Y Combinator
Recursion with Lambdas
Every entry computer science student should have encountered recursion during their education. It’s just one of many abstract ideas we’ve come to understand that has no practical usage past graduation.
As an example, here is a possible implementation of the mathematical factorial function using recursion.
def factorial(n):
if n == 0:
return 1
return n * factorial(n-1)
Now imagine a hypothetical computer science, being consumed by hubris, attempting to combine his understanding of recursion with his newfound learning of lambdas(anonymous functions) that he picked up that day.
lambda n: 1 if n == 0 else n*factorial(n-1) # factorial is not defined
Except the initial solution does not work. Unlucky.
Eventually, the student stumbles upon the following:
f = lambda g, n: 1 if n == 0 else n * g(g, n-1) # calls input param `g`
f(f, 5) # returns 120
The lambda does not have a name for itself, but it does not matter since a reference to itself
is passed as a function argument.
By calling the first argument with the calling convention g(g, ...), we have obtained a
recursive implementation of the factorial function using lambdas.
It turns out that we have uncovered something reminiscent of the Y-Combinator.
Fixed-point Combinator
Suppose we have a mathematical function \(f\).
We define the fix-point \(\text{Fix} f\) of \(f\) as some value \(x\) such that \(f(x)=x\).
i.e. \(f(\text{Fix} f) = \text{Fix} f\)
e.g.
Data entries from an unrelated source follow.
PR #3454, opened 2023-11-14
Add jq to dockerfile

mbispham:
Whenever using zeek docker I always install jq - https://github.com/jqlang/jq. In zeek RTD use of jq is widespread. Its ~1MB. These are the dependencies for jq:

- libtool
- make
- automake
- autoconf

### DIFF
--- a/docker/final.Dockerfile
+++ b/docker/final.Dockerfile
@@ -18,6 +18,7 @@ RUN apt-get -q update \
  && apt-get install -q -y --no-install-recommends \
      ca-certificates \
      git \
+     jq \
      libmaxminddb0 \
      libnode108 \
      libpython3.11 \


bbannier:
Thanks for the patch @mbispham! While I agree that `jq` is useful, including "useful" tools is a slippery slope. Right now this image intentionally provides a minimal Zeek installation only, e.g., it even omits dependencies to compile Spicy analyzers, so that it can be a building block for differing use cases.

My gut feeling is that we wouldn't want to include `jq`.

ckreibich:
Slippery slope duly noted, but I think Matti has a point here. `jq` is such standard tooling that I expect it to be available, just like awk & grep. I'm actually surprised our btests don't require it anywhere, and `zeek-testing-cluster` does require it, so we [add it in CI](https://github.com/zeek/zeek/blob/master/.cirrus.yml#L683-L684).

The image is currently 548MB, and `jq` adds 1MB. I think that's acceptable.

Btw I'm happy to revisit the idea of adding a script in the image that adds other classes of tooling, like a build environment for plugins. I've repeatedly looked for the right minimal set of packages to install. Something to easily grab our test pcaps would also be nice.

docker/final.Dockerfile
```diff
@@ -18,6 +18,7 @@ RUN apt-get -q update \
  && apt-get install -q -y --no-install-recommends \
      ca-certificates \
      git \
+     jg \
```
ckreibich, line 21: I think you meant "jq". :-)

ckreibich (changes requested):

docker/final.Dockerfile
mbispham: Face meet palm!

bbannier:
> Slippery slope duly noted, but I think Matti has a point here. `jq` is such standard tooling that I expect it to be available, just like awk & grep. I'm actually surprised our btests don't require it anywhere, and `zeek-testing-cluster` does require it, so we [add it in CI](https://github.com/zeek/zeek/blob/master/.cirrus.yml#L683-L684).

The idea behind this image is not to be a CI image for Zeek, but instead provide enough Zeek to be useful. Currently all dependencies we install are directly required by Zeek or its components (e.g., we only install the pretty heavy Python toolchain since it is required for e.g., `zkg`, and it is so tightly coupled with Zeek that installing it and its dependencies later is not really feasible). We only provide `awk` and `grep` since they are part of the slimmed down Debian base image we use, but technically I don't think we necessarily want them either (I had users ask me why we didn't use e.g., Alpine which comes with a much smaller base image size by using busybox instead of the "real" tools).

> The image is currently 548MB, and `jq` adds 1MB. I think that's acceptable.
> 
> Btw I'm happy to revisit the idea of adding a script in the image that adds other classes of tooling, like a build environment for plugins. I've repeatedly looked for the right minimal set of packages to install. Something to easily grab our test pcaps would also be nice.

If we have to add anything that would be my preferred approach since users who prefer a "fuller experience" can explicitly opt into the additional size requirements without having to impose them on everyone. When working with this container I personally know exactly what I need, so I probably wouldn't use them, but we'd have all freedom to go completely wild in them (vim, emacs, gdb, lldb, different gcc& clang versions, ...).

ckreibich:
> The idea behind this image is not to be a CI image for Zeek

Yes, definitely. Adding `jq` also wouldn't remove the need to install it in the CI setup, since that's happening in the Github runner, not in our image. My point is more that it is just a matter of time before `jq` is a required bit of the tooling and at 1MB I don't think it's worth much debate. The past 1GB vs 500MB, that mattered. `git` pulling in ~100MB just so you can run `zkg`, that arguably matters too, but I think we're in agreement that it's worth it for a toolchain that works out of the box.

Do others have input here? It might just be me — I just find that I install `jq` all the time.

ckreibich (approved):

awelzel:
Not a too strong opinion, so I've asked @mbispham to rebase and squash. Will merge then.

That said, I never installed `jq` before, but I definitely miss `less` fwiw ;-)

I think it could be an interesting exercise to build an actual slim/bare version that lets go of `git`, `zkg`, `zeekctl`, `btest` with the goal of providing a container image that runs an individual Zeek processes and package/process management happens externally. But it's not being asked, so :man_shrugging: 

> Something to easily grab our test pcaps would also be nice.

Bind-mount? Putting something into the image to fetch pcaps remotely seems off.

```
~/zeek$ docker run -v$(pwd)/testing/btest/Traces:/Traces --rm -it zeek/zeek:6.1
root@a7464b696ae1:/# zeek -r /Traces/http/get.trace
```

I can see a script to install dev dependencies as being convenient. At the same time, a local custom container image isn't overly difficult and provides better caching behavior, too.
```
FROM zeek/zeek-dev
RUN apt-get update && apt-get install -y --no-install-recommends libpcap-dev and all the things

$ docker build -t my-zeek-dev .
```

PR #3458, opened 2023-11-15
strings.bif: Implement do_split_string() using RE_Match_State

### LINKED ISSUE #3455: `split_string_n` returns incorrect match if pattern includes `^`
I would expect exactly one element for `split_string_n("test", /^est/, T, 1)` since the pattern does not match the input. Instead Zeek returns `[t, est, ]`.

This got reported by a user out of band since they saw unexpected results for `match_pattern("test", /^est/)` (expectation: no match, behavior: match found).

awelzel:
This allows better control of BOL and EOL. MatchPrefix() / LongestMatch() always start with BOL.

Closes #3455.

---

Including some prep work in `RE.h / RE.cc...

### DIFF
--- a/src/RE.cc
+++ b/src/RE.cc
@@ -268,6 +268,7 @@ bool RE_Match_State::Match(const u_char* bv, int n, bool bol, bool eol, bool cle
 
         // Initialize state and copy the accepting states of the start
         // state into the acceptance set.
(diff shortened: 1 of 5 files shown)


awelzel:
Replaced by #3459 which is less intrusive and seems more reasonable.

Consider the function \(rot\) that rotates the points on the x-y plane 90 degrees counter-clockwise.
\(rot\) sends (1,0) to (0,1) to (-1, 0) to (0, -1) and finally back to (1,0).
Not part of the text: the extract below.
PR #3459, opened 2023-11-16
strings.bif/do_split_string: Pass bol and eol to MatchPrefix()

### LINKED ISSUE #3455: `split_string_n` returns incorrect match if pattern includes `^`

awelzel:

\(rot\) has just one fix-point: the point (0,0).
A combinator is a lambda expression that has no free variables. A free-variable would be some variable that is not a local variable or a function parameter.
def not_combinator():
return x+1
def is_combinator(y):
z = 3
return y+z
The variable x in not_combinator is a free-variable, but y and z in is_combinator are not free variables.
The Y
The mythical Y-combinator that has been hinted at is a fixed-point combinator, meaning that
it satisfies \(Y(f) = \text{Fix} f\) where \(f\) is some function.
When combined with the earlier equality, we also have \(Y(f) = f(\text{Fix} f) = f(Y(f))\)
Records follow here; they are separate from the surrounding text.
PR #3460, opened 2023-11-16
ZAM Optimization: Coalescence of Event Handlers (v2)

vpax:
This is an update/replacement for https://github.com/zeek/zeek/pull/3449, following Arne's suggestion of subclassing `ScriptFunc` rather than adding a bunch of internal cruft to track whether to use the coalesced body or the individual bodies. The main changes from the previous PR are in `Func.h`/`Func.cc` (along with a couple of new BTests to ensure that the functionality works as expected), with modest additions to `script_opt/` stuff, mostly in `Inline.cc` and `ScriptOpt.h`.


src/EventRegistry.cc
```diff
@@ -172,11 +172,20 @@ void EventGroup::UpdateFuncBodies() {
...
+        bool func_changed = false;
+        for ( auto& b : func->bodies ) {
+            auto prev = b.disabled;
             b.disabled = std::any_of(b.groups.cbegin(), b.groups.cend(), is_group_disabled);
+            if ( prev != b.disabled )
+                func_changed = true;
+        }
+
+        if ( ! func_changed )
+            continue;
```
awelzel, line 184: I'll rewrite this a bit to track the all some/all body state via `|=` and `&=` within the loop, and removing the `any_of` / `all_of` part.

src/script_opt/Inline.cc
```diff
@@ -120,33 +122,171 @@ void Inliner::Analyze() {
...
+        // it takes more time to compile it than to just run it via the
+        // interpreter, it's a lose.
+        static std::string zeek_init_name = "zeek_init";
+        if ( func->Name() == zeek_init_name )
+            continue;
+
+        const auto& body = f.Body();
+
+        if ( func->GetKind() == Func::SCRIPT_FUNC && func->GetBodies().size() > 1 ) {
+            if ( event_handlers.count(func) == 0 )
```
awelzel, line 159: I'll condense this to the following during the merge. `operator[]` will default construct an entry when missing.
```
++event_handlers[func];
```

src/script_opt/Inline.cc
```diff
@@ -120,33 +122,171 @@ void Inliner::Analyze() {
...
+        // We use a special scope name so that when debugging issues we can
+        // see that a given variable came from coalescing event handlers.
+        auto p = install_ID(vi->Name(), "<event>", false, false);
+        p->SetType(vi->GetType());
+        param_ids.push_back(std::move(p));
+    }
+
+    auto new_scope = pop_scope();
+    auto orig_scope = func->GetScope();
+    func->SetScope(new_scope);
```
awelzel, line 222: This modifies the original function? I presume that's what wanted (though it's a bit surprising). Merging as is, but maybe worth another look.

testing/btest/scripts/base/utils/dir.test
```diff
@@ -1,4 +1,9 @@
 # @TEST-EXEC: btest-bg-run zeek zeek -b ../dirtest.zeek
+#
+# The following helps eliminate race conditions when Zeek startup is
+# slow due to ZAM compilation.
+# @TEST-EXEC: sleep 5
```
awelzel, line 5: I'll remove this unconditional `sleep 5` and increase below 10 seconds to 20 seconds. Effect should be similar.

src/script_opt/Inline.cc
vpax: Good catch - that's vestigial. Just pushed a fixup.

awelzel: I've picked the fixup last minute/second during the merge. I'll repush your branch and remove it from there so GitHub hopefully shows this PR as merged.

JustinAzoff:
HI!

Does this do the right thing if this script is ran?

```
redef exit_only_after_terminate=T;

event my_event() &priority=-10
	{
	print "first instance, lower priority";
	terminate();
	}

event my_event() &priority=10
	{
	print "second instance, higher priority";
	local c: conn_id;
	print c$orig_h;
	}

event zeek_init()
	{
	# Make sure execution of both handlers happens properly.
	schedule 1msec { my_event() };
	}
```

It should output

```
second instance, higher priority
expression error in ././foo.zeek, line 13: field value missing (c$orig_h)
first instance, lower priority
received termination signal
```

But I wonder if the expression error in the coalesced body will prevent the first instance from running?

vpax:
In general, script optimization reserves the right to behave differently for some error situations. For example, from the ZAM `README.md`:
> * The optimizer assumes you have ensured initialization of your variables.
If your script uses a variable that hasn't been set, the compiled code may
crash or behave aberrantly.

JustinAzoff:
That sounds reasonable, but I'm thinking about a particular case where that may be problematic.

Is it true that if a 3rd party script does something like handle `connection_state_remove`, and that script has an error, then potentially all other event handlers for `connection_state_remove` may not run?

basically the difference in "blast radius" of

> If your script uses a variable that hasn't been set, the compiled code **for your script** may crash or behave aberrantly.

and

> If your script uses a variable that hasn't been set, the compiled code **across all scripts** may crash or behave aberrantly.

vpax:
I see your point ... but the problem would still arise if the 3rd party script leads to a crash, rather than the more benign "behave aberrantly", due to its deficiencies.

One way to address this is that script optimization _does_ provide hooks to say "optimize only these files" (or functions), and the coalescence logic knows not to intermingle stuff that's optimized vs. stuff that isn't. So you could do the equivalent of `--optimize-file=/usr/local/zeek/share` (say) and it'll only optimized the installed scripts, not anything in addition.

Explicitly, it is defined as \(Y = \lambda f.(\lambda x.f(x\ x))(\lambda x.f(x\ x)) \)
We can reduce the application of \(Y\) to some function \(g\)
\[Y\ g = (\lambda x.g(x\ x))(\lambda x.g(x\ x))\\ Y\ g= (\lambda x.g(x\ x))(\lambda x.g(x\ x))\\ Y\ g= g((\lambda x.g(x\ x))(\lambda x.g(x\ x)))\\ Y\ g = g(Y\ g)\]The last equation confirms that \(Y\) is a fix-point combinator.
Notice that multiple applications of the last equality gives us \( Y\ g = g(g(….(g(Y\ g))\) which is suggestive of recursion.
In fact, we can use the definition of Y to simulate recursion in programming languages
where functions are objects (the language supports first-order functions).
Let’s rehash the equation \(Y\ g = g(Y\ g)\) in python.
def Y(g):
def wrapped(x): # manually curry g(Y(g), - )
return g(Y(g), x)
return wrapped
factorial = Y(lambda f, x: 1 if x==0 else x * f(x-1))
factorial(5) # returns 120
If we compare this code with the initial code snippet of implementing factorial recursively with lambdas, we see that it’s semantically identical:
- The lambda used in the implementation has been embellished to accept a function as the first argument
- The lambda is actually passed in as the first argument, allowing for recursion.
At their cores, both recursive solutions with lambdas leverage the same idea!
Money
There are actually infinitely many fix-point combinators existing, but none have gained as much attention as Y. In fact, it’s cool enough that a very successful and well known startup accelerator is named after it. So, if you ever hear of a new venture fund called \(\Theta\)-combinator, beware.